El cuadro triste aparece al mezclar varias cosas: 1) Administración de una dosis de arte-terapia  al aire libre (que me apetecía mucho), 2) una pulsera rota y 3) un sofá camaleónico.

En realidad, la cronología-de-la-creación es otra: 1) se me rompe una pulsera que lleva conmigo muchos años. Es de bisutería y su valor es emocional.  Quiero conservar esas cuentas de cristal… Pienso en ello, mientras recojo las piezas, diseminadas por el sofá. Puto sofá…

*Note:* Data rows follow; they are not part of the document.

PR #193, opened 2018-12-14
[12.0][MIG] sale_commission: Migration to 12.0

pedrobaeza:
* Standard procedure
* Add description to all models
* Adapt commission amount computation courtesy of Simone Rubi
* Adapt views
* Adapt code for UoM and dates
* Fixed dependencies in constraint

cc @Tecnativa


pedrobaeza:
@eLBati @aitorbouzas can you review this? or any opposition to merge this optimistically?

sale_commission/models/settlement.py
```diff
@@ -181,7 +182,7 @@ class SettlementLine(models.Model):
         related='settlement.company_id',
```
eLBati, line 182: @pedrobaeza in v11 this has `readonly=True`. Isn't it needed here?

pedrobaeza: No, this is the default in v12, and thus, not needed.

sale_commission/report/sale_commission_analysis_report.py
```diff
@@ -43,22 +43,23 @@ def _get_selection_invoice_state(self):
...
+            ail.product_id AS product_id,
+            pt.uom_id AS uom_id,
+            SUM(ail.quantity) AS quantity,
+            AVG(ail.price_unit) AS price_unit,
+            SUM(ail.price_subtotal) AS price_subtotal,
+            AVG(sc.fix_qty) AS percentage,
+            SUM(aila.amount) AS amount,
+            ail.id AS invoice_line_id,
+            aila.settled AS settled,
+            aila.commission AS commission_id
```
eLBati, line 62: This means v11 is bugged too, right?

pedrobaeza: No, v11 is working fine as there's no collision in the column names.

eLBati: @pedrobaeza I was referring to `ail.price_unit` --> `AVG(ail.price_unit) AS price_unit`. Why is this change needed for v12?

pedrobaeza: Well, next time please put the comment in the proper line for correct referral. This is an improvement I have seen for putting the average price, because a sum on this field doesn't make sense IMO.

eLBati: There is not SUM in v11, just `ail.price_unit`. In v11 no aggregate function is used for `quantity`, `price_unit`, `price_subtotal` and `percentage`. This is why I don't understand how  this can work in v11.

Anyway, this PR is OK for me

eLBati (approved):

sale_commission/report/sale_commission_analysis_report.py
pedrobaeza: Ah, I remember then: in v11, the SQL view is grouping also by these fields, which is incorrect. It should be fixed in v11 then.

pedrobaeza:
@aitorbouzas any objection to merge this?

pedrobaeza:
Let's merge this!

PR #197, opened 2019-01-19
sale_commission: propagate agents from company to contacts

ernestotejeda:
Cc @Tecnativa

### DIFF
--- a/sale_commission/models/res_partner.py
+++ b/sale_commission/models/res_partner.py
@@ -1,3 +1,6 @@
+# Copyright 2016-2019 Tecnativa - Pedro M. Baeza
+# Copyright 2018 Tecnativa - Ernesto Tejeda
+# License AGPL-3 - See https://www.gnu.org/licenses/agpl-3.0.html
 
 from odoo import api, fields, models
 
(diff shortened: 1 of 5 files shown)


pedrobaeza (commented):
We can assign also `agents` on create when `'parent_id' in vals and agents` not in vals`

sale_commission/models/res_partner.py
```diff
@@ -36,3 +36,38 @@ class ResPartner(models.Model):
     def onchange_agent_type(self):
         if self.agent_type == 'agent' and self.agent:
             self.supplier = True
+
+    @api.onchange('parent_id')
+    def onchange_parent_id(self):
+        """Change Salesperson or Sales Channel if the parent company changes
+        and there's no Salesperson or Sales Channel defined yet"""
```
cubells: This docstring I think is incorrect.

cubells (changes requested):
You should increase the module version too.

ernestotejeda:
No problem when you create a contact from * Sales -> Orders -> Customers * and you select the parent company to which it belongs, but, when the contacts are created as part of the insertion of data for the creation of the parent company; From the contact's create method, the agents of the parent company (self.browse (vals ['parent_id']). agents) returns an empty record set, so I can not pass the company's agents to those contacts.
I do not know why self.browse(vals['parent_id']).agents returns an empty record set, apparently this happens because it's a many2many field.
I can't pass this field as default by context apparently because it's a many2many field

pedrobaeza:
@ernestotejeda check last commit. With this, it's working without problems.

pedrobaeza (approved):

ernestotejeda:
I added a known issue and squash

PR #198, opened 2019-01-22
[commission] Fix TypeError: not all arguments are converted during string formatting

robyf70:
I'm getting TypeError: not all arguments are converted during string formatting when assigning more than 1 agent to a sale order. This patch fixes the issue.


pedrobaeza:
This has nothing to do with the code, but probably with the translation. Please check that. Closing meanwhile.

PR #200, opened 2019-02-04
[11.0][FIX] avoid KeyError

dcorio:
These lines were breaking other modules inheriting this method with sale_commission installed

### DIFF
--- a/sale_commission/models/account_invoice.py
+++ b/sale_commission/models/account_invoice.py
@@ -80,8 +80,10 @@ class AccountInvoiceLine(models.Model):
         """Add agents for records created from automations instead of UI."""
         # We use this form as this is the way it's returned when no real vals
         agents_vals = vals.get('agents', [(6, 0, [])])
-        if agents_vals and agents_vals[0][0] == 6 and not agents_vals[0][2]:
-            inv = self.env['account.invoice'].browse(vals['invoice_id'])
+        invoice_id = vals.get('invoice_id', False)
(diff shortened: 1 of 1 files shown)


pedrobaeza:
This is a nonsense... `invoice_id` is a required field, so no possible to not indicate it.

dcorio:
@pedrobaeza damn...ignore it! it's AccountInvoiceLine and not AccountInvoice...sorry for the noise

dcorio:
@pedrobaeza after having ran a few checks I can say that:

1. invoice_id on account.invoice.line isn't mandatory
2. there are modules that first create the account.invoice.line and the account.invoice after
3. this is the only module so far that breaks the chain

If you still believe this is "nonsense" I'll try to create PR against the other repos with modules that creates account.invoice.lines records without passing invoice_id even if it's not mandatory.

pedrobaeza:
Hi @dcorio, I have checked in odoo itself and you're right:

https://github.com/odoo/odoo/blob/64f06858362acf584e4371e3848a6305ecea6b25/addons/account/models/account_invoice.py#L1485

They have removed the required flag from the line, so your PR is correct and apologies from my initial mistake.

pedrobaeza (approved):

warp10 (approved):
LGTM

pedrobaeza:
Cherry-picked for v12 in 410b28cbcbe1c845eb14d01e63d6b897f683a608

PR #201, opened 2019-02-12
[FIX] hr_commission : super call arguments

darshan-odoo:
Fixes super call argument for HR Employee


NL66278:
@darshan-odoo Hi, what is the reason for this change/fix? Did any problem occur? The more simple way to call super (not needing to specify the inheriting class) is an integral part of python 3.x.

darshan-odoo:
@NL66278 Yes right Ronald, I tested it now, it does work, was not aware of this explicit way, thanks!

Closing it!

PR #203, opened 2019-02-20
[12.0][MIG] sale_commission_pricelist

novawish:


sale_commission_pricelist/models/__init__.py
```diff
@@ -1,3 +1,3 @@
 
-from . import product_pricelist
+from . import product_pricelist_item
```
pedrobaeza: Well, the name was put as the main model in product.pricelist, not product.pricelist.item, so it contains possible changes to main model and also changes on children models.

pedrobaeza (approved):

sale_commission_pricelist/models/__init__.py
novawish: I'm not sure what you mean, does it mean that i should keep the old name?

pedrobaeza: Yes, not mandatory, but it was done that way by purpose, so no need of change it.

pedrobaeza:
You can also squash together both "[UPD] README.rst" adjacent commits

ernestotejeda:
Sorry, I made a PR for the same purpose (https://github.com/OCA/commission/pull/205) without realizing that this already existed.
Anyway, in the PR that I have done, I generated the readme, I fixed an error that was carried from the v11 (When the button 'Recompute lines agents' is clicked, it explodes) and I have added unit tests to cover the part of the code that caused the error.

2) Me pasé un buen rato, escogiendo la tapicería en la tienda. La miré bajo los focos, bajo la luz exterior, en penumbra… Hubiese jurado que era un tono “tierra” pero cuando llegó a mi hogar lo vi… gris. Gris plomo. Me disgusté. Hablé con la tienda. Comprobé que era el color que elegí. Sí, lo era.  Con la luz del atardecer, se convirtió en un suave color tierra. Pasó lo mismo bajo la luz de los focos led. Y volvió a cambiar a gris, por la mañana… Así que necesitaba un “algo” que conectara la decoración con el sofá camaleónico gris-tierra…

Hasta aquí, los elementos. 3) El desenlace final se produce al ordenar el trastero y descubrir un lienzo hecho polvo que se podía reciclar. También vi un spray de pintura de pizarra…  Al salir del trastero , observé que hacía un día espléndido y, además, tenía la zona de trastear –con-la-pintura, libre y sólo para mí.

Y pasó que todo se conectó entre sí de una forma fluida :  bastidor, pintura, cuentas de cristal, pegamento, sol…Me puse los cascos y… No hay semiótica para explicarlo…

Disfruté enormemente… ; – )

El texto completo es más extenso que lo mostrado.